Song (Lyrics): “Each time I see a little girl of five or six or seven I can't resist the joyous urge to smile and say Thank Heaven for little girls For little girls get bigger everyday Thank Heaven for little girls They grow up in the most delightful way”

Patrick: The tone couldn’t be more different between these two stories, but a similar theme runs through both: the romanticizing—and in some cases the pursuit—of adolescent girls by older men. In Gigi, it’s dressed up as charm. Whereas in Lolita, it’s more raw and unnerving. Which makes it all the more striking that the man who wrote Gigi’s sugary serenade to “little girls” — Alan Jay Lerner — would be the same one to adapt Lolita for the stage just 13 years later.

But where Gigi had offered a classic—albeit troublesome—elegance on screen, Lerner’s adaptation of Lolita was entangled in darker desires that became even more problematic when set to music. Emily Maltby, director of the 2019 off-Broadway production of Lolita, My Love, explains how this musical dynamic plays out onstage:

Emily Maltby: “There was something interesting about that kind of cognitive dissonance... taking the art form and, like, subverting everything you think you know about it to try and convince you that this thing, which you know is horrible, is somehow something else. And I thought what a cool way to sort of also interrogate the art form. And in that way, I think it, you know, made a musical of Lolita sort of an interesting exercise.”

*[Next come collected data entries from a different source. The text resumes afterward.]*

PR #1482, opened 2020-09-24
use background worker for baseos install

deitch:
Historically, we have installed the baseos image from a file/containerd onto the target partition in the main thread of baseosmgr. That blocks the main thread from updating its pid file. If that takes longer than watchdog is willing to wait, it can force a reboot.

This PR uses a background task to install the image.

This has not been properly tested yet. I am opening the PR so we can get eyes on it.

### DIFF
--- a/pkg/pillar/cmd/baseosmgr/worker.go
+++ b/pkg/pillar/cmd/baseosmgr/worker.go
@@ -1,0 +1,147 @@
+// Copyright (c) 2020 Zededa, Inc.
+// SPDX-License-Identifier: Apache-2.0
+
+package baseosmgr
+
+import (
+	"fmt"
+	"time"
+
+	"github.com/lf-edge/eve/pkg/pillar/worker"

Patrick: But in 1971, Lerner’s exercise was a tense balancing act on a creative tightrope, and he knew it. So how did one of Broadway’s most celebrated lyricists try to walk that line between love and obsession, between beauty and exploitation? Well, he surrounded himself with award-winning collaborators and top-tier talent—from the cast to the creative team—and poured himself into what he believed was a worthwhile artistic endeavor.

Lolita, My Love had all the ingredients for greatness. But from the very start, the production was plagued by constant rewrites, cast changes, and creative disagreements. And audiences were not only uncomfortable, they were confused, disturbed, and sometimes gone by intermission—turning what could've been just a misunderstood masterpiece into one of the most fascinating, and perhaps inevitable, failures in musical theater history.

Patrick (Podcast Intro): Welcome to season two of Closing Night, a theater history podcast that dives into the stories of Broadway's famous and forgotten shows that closed too soon. I'm Patrick Oliver Jones, an actor and producer based in New York City. And this season, I'll be your guide as we uncover the mysteries of productions that never made it to opening night. Whether they closed out of town or during previews, you’ll hear firsthand from those involved in these productions, revealing just how unpredictable and unforgiving the path to Broadway can be.

HUMBLE BEGINNINGS

Few novels in the 20th century have sparked as much debate—and discomfort—as Lolita. Lauded as a literary masterpiece, banned as obscene, and endlessly dissected in classrooms and courtrooms alike, the book occupies a strange space between genius and moral minefield. But before it became a modern classic, it was just a manuscript written by novelist, literary professor, and noted entomologist Vladimir Nabokov.

Born in 1899 into a wealthy and prominent family in St. Petersburg, Russia, Nabokov published works in the 1920s and 30s, earning some recognition in Russian literary circles. But it wasn’t until his time in the United States that he would write the novel that would define, and in many ways complicate, his legacy.

After moving to New York City in 1940, Nabokov became a volunteer entomologist at the American Museum of Natural History and also began writing novels for the first time in English. He gradually transitioned into academia, and by 1948 he was teaching Russian and European literature at Cornell University. Interesting side note, among his students was future Supreme Court Justice Ruth Bader Ginsburg, who would later credit Nabokov with shaping her understanding of language and argument. Well, during his summers, Nabokov would spend time traveling across the western United States with his wife Vera, often catching and studying butterflies. And it was on these summer trips that he began working on a new manuscript.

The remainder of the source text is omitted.